The answer was unexpected, should have been welcome. Yet it seemed to push Anne or Hugh Forbes to the wall, suggesting that if she were not to blame, he was. Wareham uttered an impatient sigh.
“I cannot conceive what she could object to in Hugh!” he said, the friend uppermost again. Millie was silent. “And yet—women—?” he added tentatively.
She turned back some leaves, under which a cluster of fruit glowed.
“I believe that I am surprised you don’t condemn her with the rest of the world,” he said at last, in order to force an answer.

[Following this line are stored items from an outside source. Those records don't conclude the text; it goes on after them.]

PR #898, opened 2019-06-26
API Updates

LorbusChris:
Various API Updates as suggested in and in preparation for https://github.com/openshift/api/pull/301

Added KubeletConfiguration to RawExtension conversion to make API independent from kubelet type/api versioning.


pkg/apis/machineconfiguration.openshift.io/v1/helpers.go
```diff
@@ -223,9 +223,9 @@ func IsControllerConfigCompleted(ccName string, ccGetter func(string) (*Controll
 		return fmt.Errorf("status for ControllerConfig %s is being reported for %d, expecting it for %d", ccName, cur.Status.ObservedGeneration, cur.Generation)
 	}
 
-	completed := IsControllerConfigStatusConditionTrue(cur.Status.Conditions, TemplateContollerCompleted)
-	running := IsControllerConfigStatusConditionTrue(cur.Status.Conditions, TemplateContollerRunning)
-	failing := IsControllerConfigStatusConditionTrue(cur.Status.Conditions, TemplateContollerFailing)
+	completed := IsControllerConfigStatusConditionTrue(cur.Status.Conditions, TemplateControllerCompleted)
```
kikisdeliveryservice: is this a true change from the original? i can't see the difference?

kikisdeliveryservice: it's a typo fix!!  Can you pull this out as a seperate commit?

kikisdeliveryservice:
uhohs. your e2e-aws-op is hitting the same  hyperkube error: `1347 runtime.go:69] Observed a panic: "invalid memory address or nil pointer dereference" (runtime error: invalid memory address or nil pointer dereference)` as my other pr... :frowning: 

https://github.com/openshift/machine-config-operator/pull/899#issuecomment-506470095

LorbusChris:
@rphillips could you review the second commit especially. Want to make sure it's ok to encode to JSON internally here instead of YAML.

@sttts please have a look at the KubeletConfiguration<->RawExtension conversion in the third commit. Note that I am re-using and not adding the actual conversion funcs. 

cc @runcom @cgwalters

pkg/controller/kubelet-config/helpers.go
```diff
@@ -67,10 +67,14 @@ func getManagedKubeletConfigKey(pool *mcfgv1.MachineConfigPool) string {
 
 // validates a KubeletConfig and returns an error if invalid
 func validateUserKubeletConfig(cfg *mcfgv1.KubeletConfig) error {
-	if cfg.Spec.KubeletConfig == nil {
+	if cfg.Spec.KubeletConfig.Raw == nil {
 		return nil
 	}
-	kcValues := reflect.ValueOf(*cfg.Spec.KubeletConfig)
+	kcDecoded, err := decodeKubeletConfig(cfg.Spec.KubeletConfig.Raw)
```
sttts: where is decodeKubeletConfig ?

pkg/controller/kubelet-config/helpers.go
```diff
@@ -161,12 +165,12 @@ func encodeKubeletConfig(internal *kubeletconfigv1beta1.KubeletConfiguration, ta
...
 }
 
-func newKubeletconfigYAMLEncoder(targetVersion schema.GroupVersion) (runtime.Encoder, error) {
+func newKubeletconfigJSONEncoder(targetVersion schema.GroupVersion) (runtime.Encoder, error) {
 	_, codecs, err := kubeletconfigscheme.NewSchemeAndCodecs()
 	if err != nil {
 		return nil, err
 	}
-	mediaType := "application/yaml"
+	mediaType := "application/json"
```
sttts: why not yaml?

pkg/controller/kubelet-config/helpers.go
LorbusChris: it's a func in this file that I am reusing for this

pkg/controller/kubelet-config/kubelet_config_controller_test.go
```diff
@@ -109,11 +109,18 @@ func newControllerConfig(name, platform string) *mcfgv1.ControllerConfig {
 }
 
 func newKubeletConfig(name string, kubeconf *kubeletconfigv1beta1.KubeletConfiguration, selector *metav1.LabelSelector) *mcfgv1.KubeletConfig {
+	kcRaw, err := encodeKubeletConfig(kubeconf, kubeletconfigv1beta1.SchemeGroupVersion)
+	if err != nil {
+		panic(err)
```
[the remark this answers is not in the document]
sttts: oh, this is in a test. nvmd. Then it is fine.

pkg/controller/kubelet-config/helpers.go
```diff
@@ -67,10 +67,14 @@ func getManagedKubeletConfigKey(pool *mcfgv1.MachineConfigPool) string {
...
-	if cfg.Spec.KubeletConfig == nil {
+	if cfg.Spec.KubeletConfig.Raw == nil {
 		return nil
 	}
-	kcValues := reflect.ValueOf(*cfg.Spec.KubeletConfig)
+	kcDecoded, err := decodeKubeletConfig(cfg.Spec.KubeletConfig.Raw)
+	if err != nil {
+		return fmt.Errorf("KubeletConfig could not be unmarshalled, err: %v", err)
+	}
+	kcValues := reflect.ValueOf(*kcDecoded)
```
sttts: the banned field logic below works, but it is totally untyped. Would prefer to have real types here, especially because field names might change from config version to config version.

pkg/controller/kubelet-config/helpers.go
LorbusChris: RawExtension.Raw expects raw JSON

rphillips:
Does this upgrade a config that is already in yaml to json?

rphillips:
/hold

for @sttts to confirm his comments were addressed.

runcom:
uhm, too late, @LorbusChris can you make sure you follow up Stephan comments asap?

pkg/controller/kubelet-config/helpers.go
LorbusChris: I don't think I changed the logic here. (kcDecoded is still typed as KubeletConfiguration as before). Do you mean to put a type around [blacklistKubeletConfigurationFields](https://github.com/LorbusChris/machine-config-operator/blob/master/pkg/controller/kubelet-config/kubelet_config_controller.go#L62)? Do you have an example for guidance at hand?

sttts: no, you did not change that. But with RawExtension it's getting harder to reason about.

A good pattern is to type-cast to a real type after decoding. And then compare the real fields, not via reflection.

runcom: > A good pattern is to type-cast to a real type after decoding.

decode routine already type-cast to `KubeletConfiguration`. Are you suggesting instead of playing with reflections below, do something like:

```go
// basically remove the loop and go one by one for banned fields
if kcDecoded.CgroupDriver != "" {
    return errors.New("CgroupDriver is not allowed to be set")
}
...
```

LorbusChris: resolved in https://github.com/openshift/machine-config-operator/pull/923

PR #1069, opened 2019-08-20
Bug 1743487: Do not requeue a failed kubeletconfig decode

rphillips:
**- What I did**
Add a forgettable error type that is caught by the error handler to not requeue the key.

Ref: https://bugzilla.redhat.com/show_bug.cgi?id=1743487

**- How to verify it**

```NONE```

### DIFF
--- a/pkg/controller/kubelet-config/errors.go
+++ b/pkg/controller/kubelet-config/errors.go
@@ -1,0 +1,13 @@
+package kubeletconfig
+
+type forgetError struct {
+	Err error
+}
+
+func newForgetError(err error) *forgetError {
+	return &forgetError{Err: err}
+}
+
+func (e *forgetError) Error() string {
+	return e.Err.Error()
+}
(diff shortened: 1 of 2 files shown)

### CODE REVIEW

File: pkg/controller/kubelet-config/errors.go [hunk 1]
```diff
@@ -0,0 +1,13 @@
+package kubeletconfig
+
+type forgetError struct {
+	Err error
+}
+
+func NewForgetError(err error) *forgetError {
```
runcom: can you unexport this?

runcom:
@umohnani8 can you check if container runtime config has the same issue?

pkg/controller/kubelet-config/errors.go
rphillips: fixed! Thanks!

runcom:
I'm torn on this - if we forget the key, are we sure the error sticks for people to take action? otherwise this is good

rphillips:
@runcom yes... the error is pushed into the status field for a user action.

runcom:
> @runcom yes... the error is pushed into the status field for a user action. syncStatusOnly is run prior to the handleErr function.

alrighty, and that's not cleared by successive syncs (right?) :smile: 

/approve

rphillips:
@runcom that is correct

umohnani8:
@runcom will check and fix up if that is the case.

PR #705, opened 2019-05-06
Work around bz1571183

RobertKrawitz:
`curl` results in heavy dentry cache pollution that gets charged to the eqg's cgroup.  The underlying bug is https://bugzilla.redhat.com/show_bug.cgi?id=1571183.

Fixes 1706625.

PR #1070, opened 2019-08-20
Bug 1743768: avoid excessive dentries due to keepalived static pod health check

yboaron:
The 'curl' commands on the keepalived static pod cause a huge amount of memory dentries.
The underlying bug is https://bugzilla.redhat.com/show_bug.cgi?id=1571183.
This commit work-around this problem. 
For more details see:
https://github.com/openshift/machine-config-operator/pull/705
https://github.com/openshift/openshift-ansible/pull/11829

**- What I did**

**- How to verify it**

### DIFF
--- a/manifests/baremetal/keepalived.yaml
+++ b/manifests/baremetal/keepalived.yaml
@@ -55,6 +55,9 @@ spec:
     securityContext:
       privileged: true
     image: {{ .Images.KeepalivedBootstrap }}
+    env:
+      - name: NSS_SDB_USE_CACHE
+        value: "no"
     command:
     - /usr/sbin/keepalived
     args:
--- a/templates/common/openstack/files/openstack-keepalived.yaml
+++ b/templates/common/openstack/files/openstack-keepalived.yaml
@@ -53,6 +53,9 @@ contents:
         securityContext:
           privileged: true
         image: {{.Images.keepalivedImage}}
+        env:
+          - name: NSS_SDB_USE_CACHE
+            value: "no"
         command:
         - /usr/sbin/keepalived
         args:


runcom:
oh ok, this is not fixing 1571183, we need a valid bz for 4.2 to land this, can you create one @yboaron and link it here?

runcom:
@yboaron you need to run `make update` also
/approve

would love someone from Baremetal/OpenStack to lgtm this also after verification

bcrochet:
@yboaron You need to re-generate the bindata. 'make update'

manifests/baremetal/keepalived.yaml
```diff
@@ -56,14 +56,11 @@ spec:
...
-    - "-f"
-    - "/etc/keepalived/keepalived.conf"
-    - "--dont-fork"
-    - "--vrrp"
-    - "--log-detail"
-    - "--log-console"
+    - /bin/sh
+    - -c
+    - |
+       export NSS_SDB_USE_CACHE=no
```
cgwalters: Would it be simpler to
```
    env:
    - name: NSS_SDB_USE_CACHE
      value: "no"
```
?

celebdor: Indeed. Please try that, @yboaron

yboaron: @cgwalters , Yep, looks like a nicer way to set this variable. I'll verify it on my env and will update the PR. 10x

runcom:
can we just close this PR as it's effectively a duplicate of https://github.com/openshift/machine-config-operator/pull/1083 now?

celebdor:
Yes. We can indeed.

PR #1072, opened 2019-08-21
Bug 1744133: Openstack - copy Haproxy container log fix from Baremetal

yboaron:
After haproxy container is recreated (for example due to liveness probe failure),
the haproxy events don't log anymore in container's logs, and we hit [1]

This commit copy the fix from baremetal platform.

[1]- + socat UNIX-RECV:/var/run/haproxy/haproxy-log.sock STDOUT
2019/08/14 07:21:03 socat[8] E "/var/run/haproxy/haproxy-log.sock" exists

**- What I did**

**- How to verify it**


runcom:
:+1:

PR #1073, opened 2019-08-21
Bug 1734554: provide etcd-member-add.sh for adding back a member with valid certs

retroflexer:
Fixes: #1734554
The current etcd DR scripts are intended to be used when quorum is lost. However, in simpler cases, an etcd member may fail to restart, but the certificates are valid. In that case, The solution is to remove the member from the cluster, and re-add using etcd-member-add.sh. This script can be used in conjunction with etcd-member-remove.sh.

**- What I did**
Created a new DR script etcd-member-add.sh which allows users to easily add back an etcd member when the certs are valid.

**- How to verify it**
1.) Create a new cluster
2.) remove a member using the etcd-member-remove.sh script.
3.) add back the member using this script
3.) verify with etcdctl member list

### DIFF
--- a/templates/master/00-master/_base/files/usr-local-bin-etcd-member-add-sh.yaml
+++ b/templates/master/00-master/_base/files/usr-local-bin-etcd-member-add-sh.yaml
@@ -1,0 +1,62 @@
+filesystem: "root"
+mode: 0755
+path: "/usr/local/bin/etcd-member-add.sh"
+contents:
+  inline: |
+    #!/usr/bin/env bash
+    
+    # This script should be invoked only if the member already has valid certs.
+    # example
+    # sudo -E ./etcd-member-add.sh 192.168.1.100 $etcd_name
+    
+    if [[ $EUID -ne 0 ]]; then
+      echo "This script must be run as root"
+      exit 1
+    fi
+    
+    usage () {
+        echo 'Active server IP address and etcd name required: ./etcd-member-add.sh 192.168.1.100 $etcd_name'
+        exit 1
+    }
+    
+    if [ "$1" == "" ] || [ "$2" == "" ]; then
+        usage
+    fi
+    
+    RECOVERY_SERVER_IP=$1
+    ETCD_NAME=$2
+    
+    ASSET_DIR=./assets
+    CONFIG_FILE_DIR=/etc/kubernetes
+    MANIFEST_DIR="${CONFIG_FILE_DIR}/manifests"
+    RUN_ENV=/run/etcd/environment
+    
+    MANIFEST_STOPPED_DIR="$ASSET_DIR/manifests-stopped"
+    ETCD_MANIFEST="${MANIFEST_DIR}/etcd-member.yaml"
+    ETCD_CONFIG=/etc/etcd/etcd.conf
+    ETCDCTL=$ASSET_DIR/bin/etcdctl
+    ETCD_VERSION=v3.3.10
+    ETCD_DATA_DIR=/var/lib/etcd
+    ETCD_STATIC_RESOURCES="${CONFIG_FILE_DIR}/static-pod-resources/etcd-member"
+    
+    source "/usr/local/bin/openshift-recovery-tools"
+    
+    function run {
+      init
+      dl_etcdctl
+      backup_manifest
+      DISCOVERY_DOMAIN=$(grep -oP '(?<=discovery-srv=).*[^"]' $ASSET_DIR/backup/etcd-member.yaml )
+      if [ -z "$DISCOVERY_DOMAIN" ]; then
+        echo "Discovery domain can not be extracted from $ASSET_DIR/backup/etcd-member.yaml"
+        exit 1
+      fi
+      validate_environment
+      source  /run/etcd/environment
+      backup_etcd_conf
+      stop_etcd
+      backup_data_dir
+      etcd_member_add
+      start_etcd
+    }
+    
+    run


templates/master/00-master/_base/files/usr-local-bin-etcd-member-add-sh.yaml
```diff
@@ -0,0 +1,72 @@
...
+      backup_manifest
+      DISCOVERY_DOMAIN=$(grep -oP '(?<=discovery-srv=).*[^"]' $ASSET_DIR/backup/etcd-member.yaml )
+      if [ -z "$DISCOVERY_DOMAIN" ]; then
+        echo "Discovery domain can not be extracted from $ASSET_DIR/backup/etcd-member.yaml"
+        exit 1
+      fi
+      validate_environment
+      source  /run/etcd/environment
+      backup_etcd_conf
+      backup_etcd_client_certs
```
retroflexer: We probably don't need to back certs at all, as we are not touching. Perhaps a test to validate the certs would, instead, be a good idea.

alaypatel07: I was thinking of a test to validate the certs at the very beginning, and if the certs are not valid, exit with an appropriate error message. WDYT?

templates/master/00-master/_base/files/usr-local-bin-etcd-member-add-sh.yaml
```diff
@@ -0,0 +1,72 @@
...
+    usage () {
+        echo 'Active server IP address and etcd name required: ./etcd-member-add.sh 192.168.1.100 $etcd_name'
+        exit 1
+    }
+    
+    if [ "$1" == "" ] || [ "$2" == "" ]; then
+        usage
+    fi
+    
+    RECOVERY_SERVER_IP=$1
```
hexfusion: `RECOVERY_SERVER_IP` what is it used for?

templates/master/00-master/_base/files/usr-local-bin-etcd-member-add-sh.yaml
```diff
@@ -0,0 +1,72 @@
...
+    
+    MANIFEST_STOPPED_DIR="$ASSET_DIR/manifests-stopped"
+    ETCD_MANIFEST="${MANIFEST_DIR}/etcd-member.yaml"
+    ETCD_CONFIG=/etc/etcd/etcd.conf
+    ETCDCTL=$ASSET_DIR/bin/etcdctl
+    ETCD_VERSION=v3.3.10
+    ETCD_DATA_DIR=/var/lib/etcd
+    ETCD_STATIC_RESOURCES="${CONFIG_FILE_DIR}/static-pod-resources/etcd-member"
+    
+    SHARED=/usr/local/share/openshift-recovery
```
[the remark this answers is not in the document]
retroflexer: :-). It was used in recover.sh for defining the TEMPLATE. I removed TEMPLATE as it is used in generating the certs, but missed to remove the SHARED.

templates/master/00-master/_base/files/usr-local-bin-etcd-member-add-sh.yaml
hexfusion: The assumption for the script is the certs are valid. If we can't assume that should they just use the current restore that rolls new certs?

templates/master/00-master/_base/files/usr-local-bin-etcd-member-add-sh.yaml
retroflexer: We need a good server ip  (ip of the one of the active members) for member add.

retroflexer:
> @retroflexer thanks for the PR! Few nits and in general some of these variables can maybe be removed altogether from other scripts as well. Perhaps we can do that in another PR or feel free to do that here.

Thanks. I will try to get rid of as many of the unwanted variables as possible now. Let me do another check in (at the end I will rebase and squish).

templates/master/00-master/_base/files/usr-local-bin-etcd-member-add-sh.yaml
hexfusion: +1

templates/master/00-master/_base/files/usr-local-bin-etcd-member-add-sh.yaml
```diff
@@ -0,0 +1,72 @@
...
+        exit 1
+      fi
+      validate_environment
+      source  /run/etcd/environment
+      backup_etcd_conf
+      backup_etcd_client_certs
+      stop_etcd
+      backup_data_dir
+      CLUSTER_NAME=$(echo ${DISCOVERY_DOMAIN} | grep -oP '^.*?(?=\.)')
+      patch_manifest
```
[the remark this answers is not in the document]
retroflexer: IDK. 'll look into it.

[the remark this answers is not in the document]
retroflexer: \s --discovery_service isn't found in the manifest files of 4.2. So, patch_manifest is not needed.

templates/master/00-master/_base/files/usr-local-bin-etcd-member-add-sh.yaml
```diff
@@ -0,0 +1,62 @@
...
+mode: 0755
+path: "/usr/local/bin/etcd-member-add.sh"
+contents:
+  inline: |
+    #!/usr/bin/env bash
+    
+    # This script should be invoked only if the member already has valid certs.
+    # example
+    # sudo -E ./etcd-member-add.sh 192.168.1.100 $etcd_name
+
```
hexfusion: optional nit but as we are no longer passing ENV to script we can drop `-E`

hexfusion:
Overall this looks good I am concerned that folks will use this without truly knowing if certs are valid. But as long as we explicitly document the usage and dependencies I think it's fine. Most admin/support staff has been doing these operations by hand for a long time. So why require many more unneeded steps if not required.

/lgtm

kikisdeliveryservice:
thanks @retroflexer & @hexfusion 

please follow-up with documentations as @hexfusion suggested.

/approve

“How should I? I never saw your friend. Miss Dalrymple has been very nice to me, but I know nothing of her, or of her life.” Millie’s words were hurried. “You asked me if she were right or wrong. How should I know? But if she was ready to brave people’s tongues, either she had never loved him, or she did not love him any more. In either case, when she found it out, she must have been right not to wait until it was too late. That is all I can see clearly, and I dare say, if I knew more, I should not see so much.”
“I believe you are right,” said Wareham admiringly. He was in the condition to find oracles in all that agreed with him. “When you know Miss Dalrymple better, you will be sure you are.”
“Miss Dalrymple is not easily known.”
“Not?”
“Not by women.”
To this man does not object, and Wareham merely pondered over it. Millie moved a little farther off. He followed.